*AVAILABLE DATA*.
PR #232, opened 2026-06-25
fix: prevent empty reviews on output token limit exceeded

rmie:
# Prevent Empty Reviews on Output Token Limit Exceeded

## 📋 Goal
Ensure that the AI bot always produces helpful feedback rather than posting an empty review comment or failing silently if the output token limit is exceeded or the review response is empty.

---

### 1. AI Client Safeguards
Added checks to intercept empty or blank text responses from AI provider APIs when no function/tool calls are made. Instead of returning an empty string, they now log a warning and return a clear warning message:
* **Files Modified:**
  * [AnthropicAiClient.java](file:///D:/src/github/rmie/ai-git-bot/src/main/java/org/remus/giteabot/ai/anthropic/AnthropicAiClient.java)
  * [OllamaClient.java](file:///D:/src/github/rmie/ai-git-bot/src/main/java/org/remus/giteabot/ai/ollama/OllamaClient.java)
  * [LlamaCppClient.java](file:///D:/src/github/rmie/ai-git-bot/src/main/java/org/remus/giteabot/ai/llamacpp/LlamaCppClient.java)

### 2. CodeReviewService Guard
Standardized validation for both chat responses and pull request reviews in [CodeReviewService.java](file:///D:/src/github/rmie/ai-git-bot/src/main/java/org/remus/giteabot/review/CodeReviewService.java).
* If a response is null or blank, it fallbacks to a user-friendly warning message (`⚠️ *The review feedback exceeded the configured token limit and could not be fully generated.*`) instead of posting a blank comment.

### 3. Review Agent Strategy Robustness
Improved fallback outcomes in [ReviewAgentStrategy.java](file:///D:/src/github/rmie/ai-git-bot/src/main/java/org/remus/giteabot/prworkflow/agentreview/ReviewAgentStrategy.java) when the round budget is exhausted or a step finishes with blank text. It will now yield a Markdown warning comment rather than a loop failure.

### 4. Unit Testing
* Added tests in [CodeReviewServiceTest.java](file:///D:/src/github/rmie/ai-git-bot/src/test/java/org/remus/giteabot/review/CodeReviewServiceTest.java) covering empty reviews and response warning fallbacks across `reviewPullRequest`, `handleBotCommand`, and `handleInlineComment`.
* Added tests in [ReviewAgentStrategyLegacyTest.java](file:///D:/src/github/rmie/ai-git-bot/src/test/java/org/remus/giteabot/prworkflow/agentreview/ReviewAgentStrategyLegacyTest.java) to verify budget exhaustion and finish fallback warnings.

---

## 🧪 Verification
* All **963 unit and integration tests** built and passed successfully inside the `maven:3.9-eclipse-temurin-21-noble` Docker environment.


tmseidel:
@rmie Thanks for your contribution, Here are some remarks that must be addressed before we can merge this:

The goal is correct — empty AI responses should never be posted as PR comments. The fix is in the right places (service layer + agent strategy) but also adds redundant,
wrong-tier changes to the AI client layer that should be reverted. There's also a subtle ordering bug in reviewPullRequest.
CRITICAL: AI client changes should be reverted entirely
Wrong architectural tier. Protocol adapters (*AiClient) translate between Java and HTTP APIs. They should return whatever the upstream API returns, including empty strings. Producing user-facing markdown warnings like "Unable to generate review - empty response from AI" belongs in the service/strategy layer, which owns the user-facing contract. The client layer doesn't even know what markdown formatting the project uses.

MODERATE: Blank response stored in session before guard in reviewPullRequest
 CodeReviewService.java lines 101-102 and 116-117:
 ```java
 sessionService.addMessage(session, "assistant", review);  // stores blank if API returned ""
 // ... later ...
 if (review == null || review.strip().isEmpty()) {
     review = "⚠️ *...";  // corrects the variable but the session already has the blank
 }
 ```
  The session stores the blank response before the fallback is applied. This means:
 - The PR gets the warning message (correct)
 - The session stores the blank message (incorrect)
 - Future conversation turns will see an empty assistant message in history
 - If the PR is updated and a new review runs, the AI sees a blank assistant turn — confusing
 Compare with handleBotCommand and buildInlineCommentAndSend, where the guard is correctly placed before sessionService.addMessage.
 Fix: Move the empty-check above the addMessage calls, or re-store the corrected message:
```java
 if (review == null || review.strip().isEmpty()) {
     review = "⚠️ The review feedback was empty or could not be generated.";
 }
 sessionService.addMessage(session, "user", ...);
 sessionService.addMessage(session, "assistant", review);
 ```
 The test at line 524 should also be updated — eq("") should become contains("was empty").
 
 Summary of required changes PART 1:
 | File                       | Action                                                               |
 |----------------------------|----------------------------------------------------------------------|
 | AnthropicAiClient.java     | Revert all changes                                                   |
 | OllamaClient.java          | Revert all changes                                                   |
 | LlamaCppClient.java        | Revert all changes                                                   |
 | CodeReviewService.java     | Move the empty-check in reviewPullRequest above the addMessage calls |
 | CodeReviewServiceTest.java | Update eq("") on line 524 to match the corrected session storage     |  
 
 Regarding the AgentLoop:
 You changed the semantic of the loop-run in the following way:
 
 
| onBudgetExhausted returns      | outcome.success() | review set to        | Result                                |                                                        
|--------------------------------|-------------------|----------------------|---------------------------------------|                                                        
| Original: LoopOutcome.fail()   | false             | null → returns false | Silent failure — no PR comment at all |                                                        
| New: LoopOutcome.success(text) | true              | warning string       | Warning posted as PR comment          |

Changing fail to success is wrong. Budget exhaustion IS a failure — the loop couldn't finish its job. Disguising it as success with a warning string       
in the payload is semantically incorrect.

The real problem is that LoopOutcome.fail() has no payload — it throws away the error context:                                                                               
                                                                                                                                                                          
```java                                                                                                                                                                         
public static LoopOutcome fail(String selectedBranch) {                                                                                                                      
 return new LoopOutcome(false, selectedBranch, null);  // ← payload is always null                                                                                        
}                                                                                                                                                                            
```                                                                                                                                                                         

The AgentReviewService consumer can't extract an error message from a failed outcome, so it just logs and returns silently. Even if the strategy wanted to say why it
failed (token limit, budget exhaustion, etc.), there's no channel for that information. 

The fix for that is the following:
- LoopOutcome.fail(branch, errorMsg) — overload with payload
- AgentReviewService extracts the message from a failed outcome and posts it
- ReviewAgentStrategy.onBudgetExhausted stays as fail() but carries the warning text

@rmie Still one addition: Please clarify how AI was used to create the Pull-Request. - We are currently investigating how to handle AI-generated Pull-requests and this PR is relevant for this topic.

tmseidel (changes requested):
See my last comment on this review

rmie:
> @rmie Still one addition: Please clarify how AI was used to create the Pull-Request. - We are currently investigating how to handle AI-generated Pull-requests and this PR is relevant for this topic.

Hi @tmseidel,

Sure, happy to clarify! 

I asked gemini about a summery based on its brains, could't have written it better.

Let me know if you need any further details on the process!

---

This Pull Request was created using a collaborative **AI-assisted pair-programming workflow** with an agentic AI coding assistant. Here is how the AI was utilized:

1. **Problem Analysis & Code Location:** After identifying the issue where empty review comments were posted due to token limits or empty API responses, the AI scanned the codebase to locate the relevant services (`CodeReviewService`, `ReviewAgentStrategy`, etc.).
2. **Implementation Drafts:** The AI proposed the logic to gracefully catch empty/null responses and fall back to user-visible warning messages instead of failing silently or posting empty review boxes.
3. **Test Generation:** The AI assisted in writing unit tests (in `ReviewAgentStrategyLegacyTest.java` and `CodeReviewServiceTest.java`) to verify the new fallback behavior.
4. **Human Review & Verification:** I directed the workflow, reviewed all generated code and diffs, ran the build/test suite locally, and finalized the commits. 

In short, the AI acted as a co-pilot to locate the relevant code sections and write the initial implementation/tests, while the human developer retained full control over review, verification, and final integration.

---

tmseidel:
@rmie Ok, fine. Please see my comments. Happy to see the issues I mentioned to be fixed so that we can merge this PR

src/main/java/org/remus/giteabot/agent/validation/ToolExecutionService.java
```diff
@@ -570,7 +570,7 @@ private List<String> findMatches(Path workspaceDir, Path basePath,
                     .toList();
 
             for (Path file : files) {
-                String relativeFilePath = workspaceDir.relativize(file).toString();
+                String relativeFilePath = workspaceDir.relativize(file).toString().replace('\\', '/');
```
tmseidel: Please revert this change. If you have problems with relative paths, please open a ticket where the behavior is described and why we need to fix it. Since the software is supported only to run on linux, there shouldn't be any relative paths containing back-slashes

tmseidel (changes requested):
Please revert the change in ToolExecutionService - If we have a problem here, a separate issue and PR is required, the scope is important. All other changes look good to me 🚀

src/main/java/org/remus/giteabot/agent/validation/ToolExecutionService.java
rmie: sorry for that, claude went wild while trying to fix test issues on my windows machine and I didn't catch it.

tmseidel: @rmie there is still a new empty-line in ToolSelectionService. Please revert ALL changes ☺️

max-california (commented):
## 🤖 AI Code Review

1. **Blocking issues**
- None identified in the diff provided.

- In `CodeReviewService.reviewPullRequest`, the new null/blank fallback is applied *after* an existing debug log that still does `review.length()` / `review.substring(...)` in the new-PR path. If `aiClient.submitReviewPrompt(...)` can return `null` there, this will now still throw before the fallback is applied. The update-path logging already handles null safely, so it would be better to normalize `review` before any logging, or make that first log null-safe as well.
- The warning strings are duplicated across multiple classes. Consider centralizing them as constants to avoid drift and make future wording changes easier.
- `AgentReviewService.reviewPullRequest` now posts the review comment even when `outcome.success()` is false, as long as payload text exists, and then returns `false`. That may be intentional for fallback warnings, but it changes the meaning of the boolean from “comment posted successfully” to “loop ended successfully.” If callers use the return value to decide whether the PR was reviewed, this could cause confusing behavior. Worth verifying the contract and documenting or adjusting it.

3. **Tests**
- Add a test for `CodeReviewService.reviewPullRequest` where the AI client returns `null` rather than `""`, especially for the initial review path. That would catch the likely null-safety issue in the current logging.
- Add a test covering `AgentReviewService.reviewPullRequest` for the case where the loop fails with a non-blank payload, to lock in the intended behavior of “post fallback comment but return failure.”
- If the AI clients were changed as described in the PR text, those client-level null/blank response safeguards should ideally have direct unit tests too; they’re not visible in this diff.

4. **Overall assessment**
- The change is directionally good and improves resilience against empty AI output. I don’t see a merge-blocking problem in the shown diff, but I would strongly recommend fixing or verifying the potential null-handling issue in `CodeReviewService` before merging.

---

max-california:
⚠️ **AI Agent (Review)**: Failed to prepare workspace: Failed to clone repository: Cloning into 'agent-workspace-15695567255036107174'...
warning: Could not find remote branch bugfix/empty-response-ontoken-limit to clone.
fatal: Remote branch bugfix/empty-response-ontoken-limit not found in upstream origin

tmseidel (approved):

src/main/java/org/remus/giteabot/agent/validation/ToolExecutionService.java
rmie: **Quick post-mortem on the slipped newline**

Clearly, I should have made the revert myself, but instead used an AI agent for it, so I was curious to find out why it slipped. 

Gemini's reply boils down to a conflict between:

- Please revert the change in ToolExecutionService
- the attached diff
- All other changes look good to me

"All" caused the ambiguity in this case. But even a junior developer would have resolved this into "except changes in ToolExecutionService", and reverted the whole file, instead of "All changes in the diff". Gemini edited the file using the diff context and fumbled on the newline.

I'm not sure where to go from here. Do we have to write everything with CARE in the future just in case it gets prompted to an agent?

*Note:* This is an honest attempt to better understand the interaction between humans and AI agents. I'm not trying to shift the blame back to you.

PR #235, opened 2026-06-28
bugfix/agentic-prworkflow-follow-ups

### LINKED ISSUE #231: Agentic PrReview Workflow does not allow further questions
**Current behavior**
If using the agentic Review PrWorkflow it's not possible to have a further conversation with the bot about its review. The simple PrReview Workflow does allow inline-comments and other commets mentioning with `@bot`

**Expected behavior**
Mentioning the bot with `@bot` and commenting a follow-up should be answered by the bot

tmseidel:


max-california (commented):
## 🤖 Agentic Code Review

## Summary

This fixes the main missing path for PR-comment `@bot ...` follow-ups on the agentic review workflow, and the new handler/test coverage is directionally good. However, it does **not** fully address the bug described in the PR plan: inline review comments and submitted reviews still only route to `ReviewWorkflow`, so bots configured with only `agentic-review` will continue to ignore those follow-up surfaces.

## Blocking

### 1. Inline comments and submitted reviews are still gated on `ReviewWorkflow.KEY` only
`src/main/java/org/remus/giteabot/admin/BotWebhookService.java:257` and `:284`

The PR description explicitly calls out three missing interaction surfaces: `@bot` mentions, inline comments, and review submissions. This patch only adds the new `AgentReviewSlashCommandHandler` into `handleBotCommand()` / `handlePrComment()`. It leaves:

- `handleInlineComment()` guarded by `isWorkflowEnabled(bot, ReviewWorkflow.KEY)`
- `handleReviewSubmitted()` guarded by `isWorkflowEnabled(bot, ReviewWorkflow.KEY)`

So a bot with only `agentic-review` enabled still won't respond to inline-comment or review-submission follow-ups. That means the bug remains partially unfixed relative to the stated issue.

**Suggestion:** either:
- add equivalent routing for agentic-review in those two methods, or
- narrow the PR scope/title/docs to say this fixes only top-level PR comment mentions.

## Major

### 2. Clarification runs ignore the workflow’s configured `maxToolRounds`
`src/main/java/org/remus/giteabot/prworkflow/agentreview/AgentReviewWorkflow.java:122-127`  
`src/main/java/org/remus/giteabot/prworkflow/agentreview/AgentReviewService.java:193-196`

Regular agentic review resolves `maxToolRounds` from workflow config, but clarification always calls:

```java
runReviewLoop(..., AgentReviewWorkflow.DEFAULT_MAX_TOOL_ROUNDS)
```

So operators who tuned the workflow budget won't get the same limit for follow-up runs. That’s inconsistent and can increase token/tool cost unexpectedly.

**Suggestion:** thread the resolved `maxToolRounds` into `answerClarification(...)`, just like `reviewPullRequest(...)`.

### 3. `@bot clarify` with no question is treated as “handled” but can never produce a response
`src/main/java/org/remus/giteabot/prworkflow/agentreview/AgentReviewSlashCommandHandler.java:71-85`  
`src/main/java/org/remus/giteabot/prworkflow/agentreview/AgentReviewWorkflow.java:97-100`  
`src/test/java/org/remus/giteabot/prworkflow/agentreview/AgentReviewSlashCommandHandlerTest.java:89-102`

The handler accepts `@bot clarify` with an empty captured question and dispatches it with `""`. But the workflow then ignores blank clarification hints:

```java
if (clarification != null && !clarification.isBlank()) {
    return doClarification(...)
}
```

That means:
- the slash-command handler returns `true`
- other handlers / fallback won't run
- the agentic workflow executes its **normal full review path** instead of replying to the user’s clarification request

This is a correctness bug and likely not what the user intended.

**Suggestion:** reject blank clarify commands in the handler and post a small usage/help reply, or at minimum return `false` so the normal fallback path can proceed intentionally.

## Minor

### 4. The fallback catch-all is broad enough to consume arbitrary mentions for agentic-review bots
`src/main/java/org/remus/giteabot/prworkflow/agentreview/AgentReviewSlashCommandHandler.java:43-45, 76-85`

Any `@bot <text>` becomes an agentic clarification whenever this handler is reached. Since it now sits before the old `ReviewWorkflow` fallback in `BotWebhookService`, this changes behavior for bots with both `review` and `agentic-review` enabled: freeform mentions that previously went through the non-agentic review conversation path will now always dispatch the agentic workflow.

That may be intended, but it’s a significant behavior change and I don’t see tests covering the mixed-enabled-workflows case.

**Suggestion:** add an explicit precedence test for bots with both workflows enabled, and decide whether freeform mentions should prefer `agentic-review` or the existing `review` workflow.

### 5. Model-list updates look unrelated to the bugfix
- `src/main/java/org/remus/giteabot/ai/anthropic/AnthropicProviderMetadata.java`
- `src/main/java/org/remus/giteabot/ai/google/GoogleAiProviderMetadata.java`

These changes may be fine, but they’re unrelated to the follow-up-routing bug and make review/risk assessment harder. If possible, split them into a separate PR.

## What looks good

- The new handler follows the existing E2E/unit-test slash-command pattern closely.
- Hydrating PR details before dispatch is a good match for issue-comment payloads.
- The added best-effort error comments in `AgentReviewService` are a useful UX improvement.

---

max-california (commented):
## 🤖 Agentic Code Review

## Summary

Nice step forward overall: this closes the main routing gap for `agentic-review` mentions and adds the missing conversational path. The new slash-command handler follows the existing E2E/unit-test pattern well.

I do see **one blocking behavior regression** plus a couple of **maintainability / correctness risks** worth fixing before merge.

## Blocking

### 1. Inline comments / submitted reviews now silently stop working when both review workflows are enabled
**Files:** `src/main/java/org/remus/giteabot/admin/BotWebhookService.java:259-274`, `:295-310`

`handleInlineComment()` and `handleReviewSubmitted()` now do:

```java
if (agenticEnabled) {
    ...
    prWorkflowOrchestrator.run(bot, payload, AgentReviewWorkflow.KEY, hints);
    return;
}
```

That means if a bot has **both** `review` and `agentic-review` enabled, all inline-comment and review-submitted events are routed to the new agentic clarification path and the existing `ReviewWorkflow` path is never reached.

This is a behavior change from the previous implementation, where inline comments / submitted reviews were handled by the simple review workflow. It effectively makes the simple review conversation path unreachable for mixed configurations.

Why this matters:
- the two workflows have different UX and semantics;
- operators enabling both likely expect both workflows to remain usable, not for `agentic-review` to take precedence on these event types;
- this is inconsistent with `handlePrComment()` / `handleBotCommand()`, where explicit handlers compete first and only then fall back.

**Suggestion:** make precedence explicit instead of unconditional:
- either route inline/review-submitted events to `ReviewWorkflow` unless there is an explicit agentic signal,
- or only route to agentic when **review is not enabled**,
- or add separate mention/command detection for agentic follow-ups on those event types.

At minimum, document and test the chosen precedence.

## Non-blocking findings

### 2. New agentic behavior for inline/review events is untested
**Files:** `src/test/java/org/remus/giteabot/admin/BotWebhookServiceTest.java`

The new routing in `handleInlineComment()` and `handleReviewSubmitted()` is the highest-risk part of this change, but I don’t see corresponding tests added here.

Given the precedence issue above, I’d strongly recommend tests for:
- only `agentic-review` enabled → routes to `AgentReviewWorkflow`;
- only `review` enabled → routes to `ReviewWorkflow`;
- both enabled → verify intended precedence explicitly;
- blank inline/review body → verify whether it should dispatch or skip.

### 3. `AgentReviewSlashCommandHandler` duplicates hydration/reaction/error-posting logic already present in other handlers
**File:** `src/main/java/org/remus/giteabot/prworkflow/agentreview/AgentReviewSlashCommandHandler.java`

This mirrors `E2eTestSlashCommandHandler` / `UnitTestSlashCommandHandler` almost line-for-line. It’s fine short-term, but now there are three copies of:
- enabled-check pattern
- eyes reaction
- PR hydration
- best-effort error comment

That duplication makes provider-specific fixes likely to drift. Not a blocker for this PR, but I’d consider extracting a small shared helper/base component for PR slash-command handlers.

### 4. Provider model list changes are unrelated to the bugfix and increase rollout risk
**Files:**  
- `src/main/java/org/remus/giteabot/ai/anthropic/AnthropicProviderMetadata.java`  
- `src/main/java/org/remus/giteabot/ai/google/GoogleAiProviderMetadata.java`

These model-name updates are unrelated to the mention-followup bugfix. If any of these identifiers are invalid or not yet supported in production, they can break provider setup and obscure the PR workflow fix.

Recommend splitting these into a separate PR unless they are required for this feature.

## Notes

- `AgentReviewService.answerClarification()` looks consistent with the existing review loop and the added PR comment error reporting is a nice usability improvement.
- The prompt/tooling guidance updates also look sensible.

If you fix the inline/review precedence regression and add tests around that routing, this should be in good shape.

---

max-california (commented):
## 🤖 Agentic Code Review

## Summary

The main follow-up support is headed in the right direction: `@bot clarify ...` now has a dedicated handler, the agentic workflow can run in a clarification mode, and `BotWebhookService` no longer hard-gates all conversational review traffic on `review` only.

I found one blocking behavior regression and one likely-correctness issue around review-submitted events. The rest looks reasonable.

## Blocking

### 1. Bots with both `review` and `agentic-review` enabled now route **all** inline/review-submitted follow-ups to agentic-review
**Files:** `src/main/java/org/remus/giteabot/admin/BotWebhookService.java:259-274`, `295-310`

The new logic does:

```java
if (agenticEnabled) {
    ...
    prWorkflowOrchestrator.run(bot, payload, AgentReviewWorkflow.KEY, hints);
    return;
}
```

That means if a bot has **both** workflows enabled, inline comments and submitted reviews will never reach `ReviewWorkflow` anymore. Previously, those events were handled by the conversational review flow (`ACTION_INLINE_COMMENT` / `ACTION_REVIEW_SUBMITTED`), which has session memory and existing semantics. This changes behavior globally, not just for agentic-only bots.

Why this matters:
- It’s a silent precedence change for existing dual-enabled bots.
- It discards the simple review workflow’s conversation/session behavior for these event types.
- It makes agentic-review “win” for events where the PR may actually have been reviewed by the non-agentic workflow.

Suggested fix:
- Only route inline/review-submitted events to `agentic-review` when `review` is **not** enabled, or when there is an explicit signal that the thread is tied to an agentic review.
- Otherwise preserve existing `ReviewWorkflow` handling.

For example, something like:
```java
if (agenticEnabled && !reviewEnabled) {
    ...
    return;
}
```
and fall through to `ReviewWorkflow` when both are enabled.

## Medium

### 2. `handleReviewSubmitted` may trigger agentic clarification on empty/non-conversational review submissions
**File:** `src/main/java/org/remus/giteabot/admin/BotWebhookService.java:302-307`

`extractReviewBody()` returns `null` for blank review content, but the caller turns that into `""` and still dispatches:

```java
var hints = Map.of(HINT_AGENTIC_REVIEW_CLARIFICATION, question != null ? question : "");
prWorkflowOrchestrator.run(... AgentReviewWorkflow.KEY, hints);
```

Then `AgentReviewWorkflow` skips clarification if the hint is blank, so the workflow run becomes a no-op. That’s not catastrophic, but it means review-submitted webhooks with no textual body can still create unnecessary workflow runs.

Worse, review-submitted events are often used for state changes/summary submission rather than an actual question. Treating every submitted review body as a clarification request may be too broad.

Suggested fix:
- Guard before dispatch:
```java
if (question == null || question.isBlank()) {
    return;
}
```
- Consider also checking review state/type if available, or only routing submitted reviews that actually mention the bot / contain non-empty conversational text.

## Low / Nit

### 3. The PR also changes suggested AI model names unrelated to the bugfix
**Files:**  
- `src/main/java/org/remus/giteabot/ai/anthropic/AnthropicProviderMetadata.java`  
- `src/main/java/org/remus/giteabot/ai/google/GoogleAiProviderMetadata.java`

These model-list changes look unrelated to the stated follow-up-support fix. If intentional, they should be split into a separate PR so behavior changes are easier to review and roll back independently. If not intentional, they should be dropped here.

## What looks good

- `AgentReviewSlashCommandHandler` follows the existing E2E/unit-test handler pattern closely.
- Hydrating PR details before dispatch is consistent with the existing command handlers.
- `AgentReviewWorkflow`’s hint-driven branching is clean and keeps the workflow ownership in the agentic package.
- Posting a best-effort failure comment from `AgentReviewService` is a useful UX improvement.

---

PR #46, opened 2017-06-19
Add push support

max-mironov:
Added support for callbacks for iOS and Android


max-mironov:
Closing it because `add-custom-properties` branch already contains all these changes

*PROBLEM DESCRIPTION*. Check each line of the data above for the string "fixes", and copy the ones that have it.

*EXERCISE OUTPUT*.
This fixes the main missing path for PR-comment `@bot ...` follow-ups on the agentic review workflow, and the new handler/test coverage is directionally good. However, it does **not** fully address the bug described in the PR plan: inline review comments and submitted reviews still only route to `ReviewWorkflow`, so bots configured with only `agentic-review` will continue to ignore those follow-up surfaces.
- narrow the PR scope/title/docs to say this fixes only top-level PR comment mentions.
That duplication makes provider-specific fixes likely to drift. Not a blocker for this PR, but I’d consider extracting a small shared helper/base component for PR slash-command handlers.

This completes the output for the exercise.